子供の頃、
表情がハッキリしないキャラクターが好きになれなかった。
笑っているなら口角を上げた口、目じりを下げた目をかいてほしい。
怒っているならその逆を。
口とか省略してある絵はすごく苦手。
だから、ミッフィーちゃんは好きじゃなかった。
いつも同じ顏……。
そんなミッフィーちゃんの表情を一度だけ見た。
両目から溢れだした大粒の涙のイラスト。
東日本大震災被災者のために描かれた絵。
ポーカーフェイスのミッフィーちゃんが!!!
その絵を見たとき、ぶわっと涙が出てきた。
嫌いなミッフィーちゃんで涙する自分に驚きつつ、
このイラストから、それほどにも強いメッセージ、ブルーナさんの深い悲しみが伝わってきたのだと気付いた。
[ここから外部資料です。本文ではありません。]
PR #229, opened 2023-11-24
[FIX] Make session optional in SPARQL query template

### LINKED ISSUE #134: API returns a list of multiple nulls for `diagnosis` when healthy controls are selected
Example for one subject-session:
```json
     {
        "sub_id": "sub-10189",
        "session_id": "ses-nb01",
        "num_sessions": "1",
        "age": "49.0",
        "sex": "http://purl.bioontology.org/ontology/SNOMEDCT/248153007",
        "diagnosis": [
          null,
          null,
          null,
          null,
          null,
          null,
          null,
          null,
          null,
          null,
          null,
          null,
          null,
          null,
          null
        ],
        "subject_group": "purl:NCIT_C94342",
        "assessment": [
          "https://www.cognitiveatlas.org/task/id/trm_4f2453b806fe1",
          "https://www.cognitiveatlas.org/task/id/trm_4c8991e6e8597",
          "https://www.cognitiveatlas.org/task/id/trm_4da88a2a63d97",
          "https://www.cognitiveatlas.org/task/id/trm_4d559bcd67c18",
          "https://www.cognitiveatlas.org/task/id/trm_4c898a680e424"
        ],
        "image_modal": [
          "http://purl.org/nidash/nidm#T1Weighted",
          "http://purl.org/nidash/nidm#FlowWeighted",
          "http://purl.org/nidash/nidm#DiffusionWeighted"
        ],
        "session_file_path": "/home/adai/neurobagel/projects/bulk_annotations/inputs/openneuro-jsonld/ds000030/sub-10189"
      },
```

This most likely is happening because we are using `set()` to get the list of unique values for an attribute in the response from the graph, which treats `NaN`s as non-identical (see https://stackoverflow.com/questions/26245862/reducing-pandas-series-with-multiple-nan-values-to-a-set-gives-multiple-nan-valu)
https://github.com/neurobagel/api/blob/e58bec4443890308f9903401ef150be8d7c001f3/app/api/crud.py#L157-L169

So, when there are many records per subject-session due to the combination of selected variables in the graph, all instances of `null` values are returned in the resulting set.

### LINKED ISSUE #225: Update query template to make session optional
Datasets with imaging data that cannot be modeled by the CLI end up with JSONLDs in which subjects have no (imaging) session info. Since the query template used in the API assumes that all subjects have at least one session (see https://github.com/neurobagel/api/blob/18d5d95ecf8ae6c2ee4b56cbe7a279ef684a8498/app/api/utility.py#L185-L188), these datasets are never matched by any query sent using the API/query tool (e.g., this happens for 7/340 datasets in the `open_neuro` graph).

TODO:
- [ ] Update the API query template to match subjects without any imaging sessions (i.e., those with only phenotypic data)
- [ ] As part of this issue or soon after, probably move our data model limitations page to the official docs
  - [ ] and describe what happens when you are querying for # sessions

- See also https://github.com/neurobagel/planning/issues/54

alyssadai:
- Closes #225
- Closes #134
- Closes https://github.com/neurobagel/planning/issues/79

- make session-related attributes optional for subjects in the SPARQL query template (so that it matches subjects who have phenotypic info but no [imaging] sessions**, since currently sessions aren't created for phenotypic-only data)
- since subjects with only phenotypic data don't have a `session_id` (but the `subject_data` field in the response should have a separate entry per instance of subject data), update the pandas grouper used when processing the graph response to recognize `null` session ID when grouping the data by subject + session
  - otherwise, the `"subject_data"` field for these datasets will be an empty list `[]`
- for subject session-level attribute keys in the response that (theoretically) can be a list, `diagnosis`, `assessment`, etc., use `Series.unique()` instead of `set()` on the column values in the response dataframe to get the unique values per subject-session. This change is needed because `set()` does not work on multiple `null` values - meaning they are _all_ returned, e.g., `"diagnosis": [null, null, null, null]` 
  - see https://stackoverflow.com/questions/26245862/reducing-pandas-series-with-multiple-nan-values-to-a-set-gives-multiple-nan-valu

**note that these are subjects with only phenotypic data _in the graph_ (meaning they either don't have imaging data or the imaging data can't be modelled by neurobagel, so the CLI doesn't create a session layer for them)

### For reviewer:
1. For a basic sanity check the query template change recovers the 7/340 previously missing datasets for the OpenNeuro graph (see https://github.com/neurobagel/planning/issues/54), checkout the current branch and spin up the API locally with `NB_GRAPH_DB=open_neuro/query`), and run the following Python code:

```python
import httpx
response = httpx.get(url="http://127.0.0.1:8000/query/", timeout=30)
num_openneuro_datasets_NEW = len(response.json())  # should return 340

response = httpx.get(url="https://api.neurobagel.org/query/", timeout=30)
num_openneuro_datasets_OLD = len(response.json())  # should return 333
```

2. To see what the subject-level API response looks like for datasets that don't have any sessions in the graph, re-spin up the API pointed to `NB_GRAPH_DB=sysadmin_test/query` (also on `fairmount`; this db contains the 7 previously missing, pheno-only datasets as well as 1 'normal' dataset that has imaging sessions), make sure `NB_RETURN_AGG=false`, and run an empty query using the interactive docs.

3. If you want to manually check that this also fixes https://github.com/neurobagel/planning/issues/79, you can point your local API (with this branch's changes) in aggregate mode to the QPN or PPMI graphs (https://github.com/neurobagel/documentation/wiki/API#neurobagel-hosted-apis) and confirm that with an empty query, the `"dataset_total_subjects"` key and `"num_matching_subjects"` values for each dataset are now the same (I have already done this)

## Checklist

- [ ] PR has an interpretable title with a prefix (`[ENH]`, `[FIX]`, `[REF]`, `[TST]`, `[CI]`, `[MNT]`, `[INF]`, `[MODEL]`, `[DOC]`) _(see https://neurobagel.org/contributing/pull_requests for more info)_
- [ ] PR links to GitHub issue with mention `Closes #XXXX`
- [ ] Tests pass
- [ ] Checks pass

For new features:
- [ ] Tests have been added

For bug fixes:

### DIFF
--- a/app/api/utility.py
+++ b/app/api/utility.py
@@ -183,15 +183,17 @@ def create_query(
                     nb:hasLabel ?dataset_name;
                     nb:hasSamples ?subject.
             ?subject a nb:Subject;
-                    nb:hasLabel ?sub_id;
-                    nb:hasSession ?session;
-                    nb:hasSession/nb:hasAcquisition/nb:hasContrastType ?image_modal.
-            ?session nb:hasLabel ?session_id.
+                    nb:hasLabel ?sub_id.
             OPTIONAL {{
-                ?dataset_uuid nb:hasPortalURI ?dataset_portal_uri.
+                ?subject nb:hasSession ?session;
+                         nb:hasSession/nb:hasAcquisition/nb:hasContrastType ?image_modal.
+                ?session nb:hasLabel ?session_id.
+                OPTIONAL {{
+                    ?session nb:hasFilePath ?session_file_path.
+                }}
             }}
             OPTIONAL {{
-                ?session nb:hasFilePath ?session_file_path.
+                ?dataset_uuid nb:hasPortalURI ?dataset_portal_uri.
             }}
             OPTIONAL {{
                 ?subject nb:hasAge ?age.
@@ -211,9 +213,11 @@ def create_query(
             {{
                 SELECT ?subject (count(distinct ?session) as ?num_sessions)
                 WHERE {{
-                    ?subject a nb:Subject;
-                            nb:hasSession ?session.
-                    ?session nb:hasAcquisition/nb:hasContrastType ?image_modal.
+                    ?subject a nb:Subject.
+                    OPTIONAL {{
+                        ?subject nb:hasSession ?session.
+                        ?session nb:hasAcquisition/nb:hasContrastType ?image_modal.
+                    }}
                     {session_level_filters}
                 }} GROUP BY ?subject
             }}
--- a/app/api/crud.py
+++ b/app/api/crud.py
@@ -153,18 +153,18 @@ async def get(
             else:
                 subject_data = (
                     group.drop(dataset_cols, axis=1)
-                    .groupby(by=["sub_id", "session_id"])
-                    .agg(
+                    # TODO: Switch back to dropna=True once phenotypic sessions are implemented, as all subjects will have at least one non-null session ID
+                    .groupby(by=["sub_id", "session_id"], dropna=False).agg(
                         {
                             "sub_id": "first",
                             "session_id": "first",
                             "num_sessions": "first",
                             "age": "first",
                             "sex": "first",
-                            "diagnosis": lambda x: list(set(x)),
+                            "diagnosis": lambda x: list(x.unique()),
                             "subject_group": "first",
-                            "assessment": lambda x: list(set(x)),
-                            "image_modal": lambda x: list(set(x)),
+                            "assessment": lambda x: list(x.unique()),
+                            "image_modal": lambda x: list(x.unique()),
                             "session_file_path": "first",
                         }
                     )


app/api/utility.py
```diff
@@ -183,15 +183,17 @@ def create_query(
...
-            ?session nb:hasLabel ?session_id.
+                    nb:hasLabel ?sub_id.
             OPTIONAL {{
-                ?dataset_uuid nb:hasPortalURI ?dataset_portal_uri.
+                ?subject nb:hasSession ?session;
+                         nb:hasSession/nb:hasAcquisition/nb:hasContrastType ?image_modal.
+                ?session nb:hasLabel ?session_id.
+                OPTIONAL {{
+                    ?session nb:hasFilePath ?session_file_path.
+                }}
```
surchs, line 193: does that need to be a nested OPTIONAL? i.e. doesn't every session have a filePath?

app/api/utility.py
```diff
@@ -211,9 +213,11 @@ def create_query(
...
                 SELECT ?subject (count(distinct ?session) as ?num_sessions)
                 WHERE {{
-                    ?subject a nb:Subject;
-                            nb:hasSession ?session.
-                    ?session nb:hasAcquisition/nb:hasContrastType ?image_modal.
+                    ?subject a nb:Subject.
+                    OPTIONAL {{
+                        ?subject nb:hasSession ?session.
+                        ?session nb:hasAcquisition/nb:hasContrastType ?image_modal.
+                    }}
```
surchs, line 220: nice, does that end up counting to zero if the OPTIONAL doesn't exist?

surchs (approved):
very nice, thanks for addressing this!

:cook:

surchs:
Ah, I just saw your review suggestions. I took the easy way of just reading it. lmk if you'd prefer an actual test from someone else

app/api/utility.py
alyssadai: > doesn't every session have a filePath?

I think this is the case for all our graphs right now, but I kept this in since I noticed in our data model the file path attribute is technically optional:
https://github.com/neurobagel/bagel-cli/blob/4da00b6db4cce30d40f101c0c4e17be25db3828f/bagel/models.py#L52-L56

Once we support purely phenotypic sessions, I think this `OPTIONAL` will also become relevant. I've added a note on this in the related issue:
- https://github.com/neurobagel/bagel-cli/issues/225

app/api/utility.py
alyssadai: indeed!

PR #231, opened 2023-11-28
[FIX] Copy `vocab/` directory into container filesystem in Dockerfile

### LINKED ISSUE #230: `vocab/` directory not made available to container filesystem
Starting a container using the latest API Docker image fails with the following error:
```bash
FileNotFoundError: [Errno 2] No such file or directory: '/usr/src/vocab/backup_external/snomedct_disorder.json'
```

This is because we have not yet updated our Dockerfile to copy the top-level `vocab/` directory housing our backup JSON dumps of our external vocabs into the container filesystem, so the app cannot find the files (we didn't encounter this issue when we first added the CogAtlas JSON because the request to the source API always succeeded, so the backup file was never needed).

https://github.com/neurobagel/api/blob/25dd6aeb7d5800f9cbcf5c05ccac74541e1a88a7/Dockerfile#L9

alyssadai:
- Closes #230

- Fixes a bug where the SNOMED terms JSON dump cannot be found by the app on startup, because the `vocab/` directory doesn't exist in the container.

## Checklist

- [x] Tests pass
- [x] Checks pass

For new features:
- [ ] Tests have been added

For bug fixes:

### DIFF
--- a/Dockerfile
+++ b/Dockerfile
@@ -7,6 +7,7 @@ COPY ./requirements.txt /usr/src/app/requirements.txt
 RUN pip install --no-cache-dir --upgrade -r /usr/src/app/requirements.txt
 
 COPY ./app /usr/src/app
+COPY ./vocab /usr/src/vocab
 
 # NB_API_PORT, representing the port on which the API will be exposed, 
 # is an environment variable that will always have a default value of 8000 when building the image


surchs (approved):
:cook:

それ以来、ミッフィーちゃんのことをすごいなと思うようになった。
点と線で表情を想像させる。なんて洗練されているんだろうって。
イラストだけでなく、物語の「ご想像にお任せ」の部分にも魅かれたりするようになった。
浅かった自分の心が少し深くなれた瞬間、そのきっかけを作ってくれたのはミッフィーちゃんだったのかなと、
今日の新聞”南風録”を読みながら思い出しました。